Carver Center's new lead uses sports to connect with youths

  • Ronnie Mason is the new recreation and sports lead at the Carver Center. (photo by Liza Mitchell)
    Ronnie Mason is the new recreation and sports lead at the Carver Center. (photo by Liza Mitchell)

Growing up in a single parent household near one of the biggest projects in Durham, N.C., Ronnie Mason developed a passion for sports that gave him focus and helped him stay out of trouble. As Carver Center’s new recreation and sports lead, the former football and basketball player works to instill that mindset into a new generation of young athletes in the Jacksonville Beach community.
“It’s about developing our sports program, integrating the kids and keeping them active with positive energy,” said Mason. “Right now, it’s football. We’ve done basketball in the past. Softball, kickball, all the recreational sports.”

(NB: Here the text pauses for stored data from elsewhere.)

PR #1007, opened 2021-11-16
Parallel compilation

pfultz2:


kahmed10:
Can we add a test case that would ensure that the instructions after compilation are in the correct order?

umangyadav (approved):

kahmed10 (approved):

PR #1008, opened 2021-11-17
Fix fusable_conv whitespace bug

turneram:
Fix whitespace bug in fusable_conv matcher and add unit test


causten:
will this be needed in rocm 4.5 too?

kahmed10:
> will this be needed in rocm 4.5 too?

Currently it's faster to not fuse. However, once MIOpen tuned kernels are in, we will definitely want to reenable fusions. That should be after 4.5 timeframe.

pfultz2 (approved):

kahmed10 (approved):

PR #1009, opened 2021-11-20
ROCm package file/folder reorganization(SWDEV-291455) 

arvindcheru:
Summary of the Changes:
- HIP Path updated (to rocmpath as per folder reorg structure)
- Updated header inclusions (for rocblas - <compnm>/*.h)


examples/migraphx/cpp_parse_load_save/CMakeLists.txt
```diff
@@ -4,7 +4,7 @@ project (PLS)
 set (CMAKE_CXX_STANDARD 14)
 set (EXAMPLE parse_load_save)
 
-list (APPEND CMAKE_PREFIX_PATH /opt/rocm/hip /opt/rocm)
+list (APPEND CMAKE_PREFIX_PATH /opt/rocm)
```
pfultz2, line 7: These paths still need to be there so this can build with older rocm versions.

src/targets/gpu/CMakeLists.txt
```diff
@@ -277,7 +277,6 @@ else()
         PATH_SUFFIXES bin
         HINTS ${CMAKE_CXX_COMPILER_PATH}
         PATHS
-            /opt/rocm/hip
```
pfultz2, line 280: This is for hcc, I wouldn't worry about removing it.

src/targets/gpu/include/migraphx/gpu/rocblas.hpp
```diff
@@ -3,7 +3,7 @@
 
 #include <migraphx/manage_ptr.hpp>
 #include <migraphx/config.hpp>
-#include <rocblas.h>
+#include <rocblas/rocblas.h>
```
pfultz2, line 6: You need to check that there is a rocblas/rocblas.h header before including it and then fallback to using rocblas.h when the header is missing.

causten:
Why did this get closed?  The code never merged so did you mean to close it?

PR #1010, opened 2021-11-21
Fix pointwise compile error with half sqrt

pfultz2:


kahmed10 (approved):

pfultz2:
@causten I think this can be merged now.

Initially, Mason dreamed of a career as a professional athlete. But after four years of playing college football, “I got tired of everyone in my hometown asking me what I was doing with football,” he said. “I was ready to put it behind me and concentrate on who I was and what was next. My biggest passion is using sports to break the ice for everything else. My training company was a great way for me to get in the teenagers heads and figure out what they’re doing, why they do what they do. I’m just trying to give them an alternative earlier rather than later.”
As the owner of a training company and co-owner of a gym, Mason offers a vision to impressionable adolescents who may be struggling to find their own place in the world. Having a nurturing mother, grandmother, and uncle gave Mason the foundation he needed for success.
“I’ve always put mentors in my life,” Mason said, “without them even knowing they were that person I was turning to, to keep me out of trouble.”
Supervisor Latoya Thomas also sees the Carver Center as providing a safe and positive environment for kids as well as adults in the community.
“When you have centers like this, it gives them something to do and you also have that sense of family,” Thomas said. “The kids know they can come in here and get motherly love from Miss LaToya and tough, brotherly love from Ronnie, or Officer Maxwell or Officer Cooper. They know this is a safe environment.”
Mason said sports taught him valuable lessons about the benefit of hard work, discipline and the grind.
“Sports changed my life and it saved my life. It kept me out of trouble and it gave me an outlet to focus my anger. I’ve never been suspended from school. I’ve never been in the back of a cop car,” he said.
“When I was a teenager, we used to go to this place called Night Flight at a community center called Campus Hill and we played basketball from 8 p.m. to midnight every Friday night. By the time we’d leave, you’re so tired all you can think of is a burger from Burger King and going to sleep. Those that stayed outside smoking weed, they were the ones that got in trouble. As long as there is more positivity going on in your life and in your circle, you don’t have to worry about the other stuff.”